In Lyme disease, the most common symptom is lameness. It is often a sudden onset, and it might move to different joints, come and go. Swelling or tenderness may or may not accompany the lameness. Other stereotypical symptoms of sudden-onset Lyme are fever, loss of appetite, lethargy, and weakness. Kidney, brain/neurologic, and cardiac symptoms — that were not previously noted — can also be signs. Dr. Schoen’s article, Lyme Disease: Fact or Fiction, is a good one, not least because he lives and works in an endemic area and has seen the many permutations this disease can take. WebMD also provides a concise, yet useful, overview of canine Lyme. If you want a broader survey, a google search using keywords Lyme dogs symptoms is effective.
One site to bookmark is Cornell’s “Consultant” search engine. You can search by the name of a disease or by the symptoms your dog is displaying.

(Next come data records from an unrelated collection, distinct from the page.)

Issue #462, opened 2013-12-23
Instance methods have precedence over prefix operators


aost:
```ruby
# Code
puts -5
puts (-5).abs
puts -(5.abs)
puts -5.abs

# Opal output
-5
5
-5
-5

# MRI output
-5
5
-5
5
```

alexdowad:
The author of this grammar put an explicit precedence declaration on the rule which parses unary +/- followed by a number. It was given very, very low precedence to avoid a conflict with a rule which parses unary +/-, followed by a number, followed by the exponentiation operator.

alexdowad:
...Which is understandable, because `**` actually has higher precedence than unary +/-. So `-1 ** 2` is `-(1 ** 2)`, not `(-1) ** 1`.

alexdowad:
It looks like this was fixed somewhere since 2013, but nobody noticed!

alexdowad:
This should be closed.

elia:
Probably the issue is still there for method calls:

```
$ opal -e 'puts -5.abs' # => -5
$ ruby -e 'puts -5.abs' # => 5
```

elia:
No, wait, it's wrong only if it's preceded by another call:

```
$ opal --sexp -e '-5.abs'                                                     ~
(:call, (:int, -5), :abs, (:arglist))
$ opal --sexp -e 'puts -5.abs'                                                ~
(:call, nil, :puts, (:argils, (:call, (:call, (:int, 5), :abs, (:arglist)), :-@, (:arglist))))
```

alexdowad:
I've found that even MRI parses `-a.method` as `-(a.method)`. It seems to special-case numeric literals.

alexdowad:
(Good find about method calls, by the way.)

alexdowad:
My updated PR fixes this. I'm not versed in all the intricacies of your lexer/parser, so hopefully there won't be any adverse side effects! The fix *seems* right, but it would be nice if the original author also had a look.

elia:
Looks good, and the test suite should a good protection against side effects 👍🏼

(Unfortunately the original author isn't active on the project anymore)

alexdowad:
This is fixed and should be closed.

elia:
Fixed by #1215

PR #1215, opened 2015-12-03
Accept { 'symbol literal': val } syntax

### LINKED ISSUE #1202: Symbol from String as Hash key
```ruby
hash = { 'test': :test }
```

throws exception

```
parse error on value ":" (tCOLON) :application:24
Source: application:24:14
sh = { 'test': :test }
~~~~~~~~~~~~~^
```

alexdowad:
This is intended to fix #1202.

BUT! But, test coverage is still needed! You can see I tried to add a test, but it seems that it's not even running. Can you point me to the best place to add tests for this syntax?

Rather than just testing that the parser returns the right AST, I'd like to actually test the semantics of expressions which use this syntax. I'd also like to add a test ensuring that the semantics of `cond ? a : b` are not broken.


alexdowad:
Ooh, I forgot to regenerate the parser too. But tests come first.

alexdowad:
I just slipped a fix for #462 in here as well. But likewise, it still needs tests!

alexdowad:
Tried adding a test, but I am still not sure at all that these tests are even running. Some help, please!

alexdowad:
BTW, I love the way you use a bit vector as a stack of `true` and `false` values. Bitshift to push a `false`, bitshift and bitwise AND to push a `true`, another bitshift to pop. `parser` could gain some performance by doing the same thing.

elia:
The specs look good, a bit in a hurry now (7.50am) but you can look at CONTRIBUTING.md to see how to deal with and add rubyspec specs. 

All the cool stuff in the gramma/parser/lexer/compiler is almost entirely @adambeynon's work (props to him, once again)

vais:
@alexdowad in order to run [the RubySpec's symbol spec](https://github.com/ruby/rubyspec/blob/master/language/symbol_spec.rb), just remove the following line from our `specs/rubyspecs` file: https://github.com/opal/opal/blob/master/spec/rubyspecs#L129

The `!` at the beginning of that line means that this specific file is currently *excluded* from spec runs even though the entire `rubyspec/language` directory is *included*. I tried explaining how this works [here](https://github.com/opal/opal/blob/master/CONTRIBUTING.md#down-the-rabbit-hole) :wink:

spec/lib/parser/unary_spec.rb
```diff
@@ -5,6 +5,10 @@
     context 'with an integer' do
       it "parses unary op. with the right precedence" do
         parsed("-1.hello").should == [:call, [:int, -1], :hello, [:arglist]]
+        parsed("-1 ** 2").should == [:call,
+                                      [:call, [:int, 1], :**, [:arglist, [:int, 2]]],
+                                     :-@,
+                                     [:arglist]]
```
elia: It's probably better to keep this in a single line (not super important tho)

alexdowad:
@vais, thanks! But that spec also contains the new `%i{}` syntax.

spec/lib/parser/unary_spec.rb
alexdowad: Updated.

alexdowad:
I found what looks like a good test at `spec/opal/core/language/versions/hash_1.9.rb`, but RSpec doesn't run it because it isn't suffixed with `_spec.rb`. Is this intentional? I have given it a `_spec.rb` suffix here, just to make it run, but I'm sure there is a better way to do this.

elia:
That file should either match the spec pattern or be required by another file. 

If it adds good specs I'm ok with renaming it.

elia:
Btw I thought the %i syntax was supported …

alexdowad:
> I thought the %i syntax was supported …

It's implemented incorrectly:

```
20:30 ~prog/Ruby/opal % pry                                  [str_sym_literals_in_hash]
[1] pry(main)> $:.unshift Dir.pwd+'/lib'
=> ["/home/alex/Programming/Ruby/opal/lib",
 "/home/alex/.rbenv/versions/2.2.2/lib/ruby/gems/2.2.0/gems/coderay-1.1.0/lib",
 "/home/alex/.rbenv/versions/2.2.2/lib/ruby/gems/2.2.0/gems/slop-3.6.0/lib",
 "/home/alex/.rbenv/versions/2.2.2/lib/ruby/gems/2.2.0/gems/method_source-0.8.2/lib",
 "/home/alex/.rbenv/versions/2.2.2/lib/ruby/gems/2.2.0/gems/pry-0.10.3/lib",
 "/home/alex/.rbenv/versions/2.2.2/lib/ruby/gems/2.2.0/gems/yard-0.8.7.6/lib",
 "/home/alex/.rbenv/versions/2.2.2/lib/ruby/gems/2.2.0/gems/pry-doc-0.8.0/lib",
 "/home/alex/.rbenv/versions/2.2.2/lib/ruby/site_ruby/2.2.0",
 "/home/alex/.rbenv/versions/2.2.2/lib/ruby/site_ruby/2.2.0/x86_64-linux",
 "/home/alex/.rbenv/versions/2.2.2/lib/ruby/site_ruby",
 "/home/alex/.rbenv/versions/2.2.2/lib/ruby/vendor_ruby/2.2.0",
 "/home/alex/.rbenv/versions/2.2.2/lib/ruby/vendor_ruby/2.2.0/x86_64-linux",
 "/home/alex/.rbenv/versions/2.2.2/lib/ruby/vendor_ruby",
 "/home/alex/.rbenv/versions/2.2.2/lib/ruby/2.2.0",
 "/home/alex/.rbenv/versions/2.2.2/lib/ruby/2.2.0/x86_64-linux"]
[2] pry(main)> require 'opal'
=> true
[3] pry(main)> Opal::Parser.new.parse("%i{a b c}")
=> (:array, (:str, "a"), (:str, "b"), (:str, "c"))
[4] pry(main)> Opal::Parser.new.parse("[:a, :b, :c]")                                   
=> (:array, (:sym, :a), (:sym, :b), (:sym, :c))
[5] pry(main)> %i{a b c}
=> [:a, :b, :c]
```

alexdowad:
> That file should either match the spec pattern or be required by another file

Grepping for the original name of the file doesn't find anything...

And yes, it does add some good specs.

elia:
%i has been probably implemented by extending the %q case, and since in opal strings and symbols are the same it shouldn't be a problem, but of course the implementation is not strictly "correct"

alexdowad:
Thank you! If any further problems come up with this, please let me know so I can work on it more!

elia:
Thank you for you help, you make changing the grammar look easy! 😸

Testing, testing, 1, 2, 3 . . .
While laboratory tests can certainly prove useful in diagnosis, in Lyme and other TBDs, they are not always the most useful tool. As previously mentioned, a dog who has been vaccinated for Lyme will usually show a false negative on certain tests. However, it is also possible for a dog to have Lyme or another TBD and for the test to come back a false negative. This is why it is so important to know the symptoms, to be aware of your dog’s level of tick exposure, and to know the prevalence of the different tick diseases in your area. If enough signs point to a TBD, and especially if your dog is really sick and/or your veterinarian is not sure of the diagnosis, it is often prudent to treat for that disease and see if there is a response.

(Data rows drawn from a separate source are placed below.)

PR #1222, opened 2015-12-05
Resolves #1220, Implement File.read in Nashorn

### LINKED ISSUE #1220: Implement File.read in Nashorn (Java8+ JavaScript engine)
Here is the implementation we are using:

```javascript
var Paths = Java.type('java.nio.file.Paths');
var Files = Java.type('java.nio.file.Files');
var lines = Files.readAllLines(Paths.get(path), Java.type('java.nio.charset.StandardCharsets').UTF_8);
var data = [];
lines.forEach(function(line) { data.push(line); });
return data.join("\n");
```

We could maybe do something even simpler: http://www.adam-bien.com/roller/abien/entry/java_8_reading_a_file but I don't know if this is working in Nashorn.

Mogztter:


stdlib/nashorn/file.rb
```diff
@@ -0,0 +1,13 @@
+class File < IO
```
elia: Can you remove the `< IO` part just to avoid conflicts if the superclass of `File` ever changes?

elia:
Thanks, I think should tweak the pattern a bit and maybe move the platform detection to `corelib/constants` and have `opal/platform` just `case OPAL_PLATFORM`. Also I was unsure about having the implementation for `File` required automatically but I think it makes sense for most use cases.

Mogztter:
You are welcome :smile: 

> Also I was unsure about having the implementation for File required automatically but I think it makes sense for most use cases.

What is the drawback ? A bigger Javascript file ?

PR #1223, opened 2015-12-05
Correct defaults for Date.new

vais:


elia:
TIL Date::Infinity 🤓

vais:
@elia that makes two of us :)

There is also controversy about when or whether to treat when a dog tests positive for Lyme. The conventional wisdom until very recently was that the great majority of dogs who are exposed to the bacterium that causes Lyme, and who therefore have antibodies for Lyme disease, don’t actually become sick. Many vets, therefore, did not (and most still don’t), treat a dog for Lyme unless she is showing obvious symptoms.

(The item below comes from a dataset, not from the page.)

PR #1225, opened 2015-12-05
Fix parsing of `return %{string}`

alexdowad:
The (ludicrously convoluted) Ruby lexer has a number of states, which affect
how various constructs are lexed. There is a state called 'expr_mid', which is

However, new studies are showing that dogs who appear to be asymptomatic might actually be experiencing symptoms undetected — either subtle clinical symptoms or those that only show up on lab tests. In fact, the infection might cause serious long-term damage if untreated even when there are no known symptoms. This article presents this new information. It is the best I’ve read on this aspect of Lyme in dogs; please read it, and bring a copy of it to your vet.
The Great Imitator . . .
Because Lyme tests are not always accurate, and because TBDs can resemble so many other conditions, if your dog exhibits symptoms that stump you and your veterinarian, it’s important to raise the question, “Could this be Lyme and/or another TBD?” In fact, even if your vet arrives at another diagnosis, you might still want to test and/or treat for a TBD if the symptoms are suspiciously similar. For not only might Lyme be masquerading as arthritis, a heart condition, or another condition, it might also be part of the clinical picture along with another disease.
This was the case with Gadget. When the ER vet told me she was pretty certain Gadget had lymphoma, she also said it could be a tick-borne disease, so we ordered a C6 ELISA test for Lyme or a Lyme PCR, if possible — a more accurate and detailed test than the in-house SNAP test — and a complete TBD panel from Idexx. As it turned out, while Gadget did have lymphoma, he also had a Lyme titer that was literally off the chart; it was above the highest titer level the C6 tested for. Treating his Lyme did not save Gadget’s life, but he responded very well to treatment with the antibiotic, doxycycline. His quality of life during his last few months was tremendously enhanced by treatment for Lyme. His energy and movement improved greatly. I only wish I had realized sooner that the slowing down I’d attributed to age and hypothyroidism was probably actually related to invisible joint pain.
Holistic and Conventional Treatment Approaches
Even among practitioners and clients who try to avoid medications, especially antibiotics, when not absolutely necessary, there is a near consensus that Lyme and other TBDs require “the big guns.” In fact, in my experience, many vets are not as aggressive as they should be when treating Lyme. The microbe that causes the disease is complex and tough. It often remains in the dog’s system even after a short (or even a long) course of antibiotics. Those who have been “in the trenches” of the Lyme life — be it human or canine or both — have learned the hard way that it’s best to hit this disease hard, fast, and sustained. For many vets and owners, this means combining antibiotics with other modalities (herbs, acupuncture, homeopathy) to fight the microbes with all possible weapons.
The best antibiotic to fight Lyme is doxycycline, with two exceptions. One is if your dog is allergic to this drug. If he is, amoxicillin is considered the second-best choice. The other is if you have a puppy whose bones are still forming. Doxycycline can interfere with calcium and affect bone growth, so this is something you and your vet will have to weigh. Treatment should be five milligrams per pound of body weight for at least two months. If your vet wants to take more of a “wait and see” approach without a darn good reason, find another vet!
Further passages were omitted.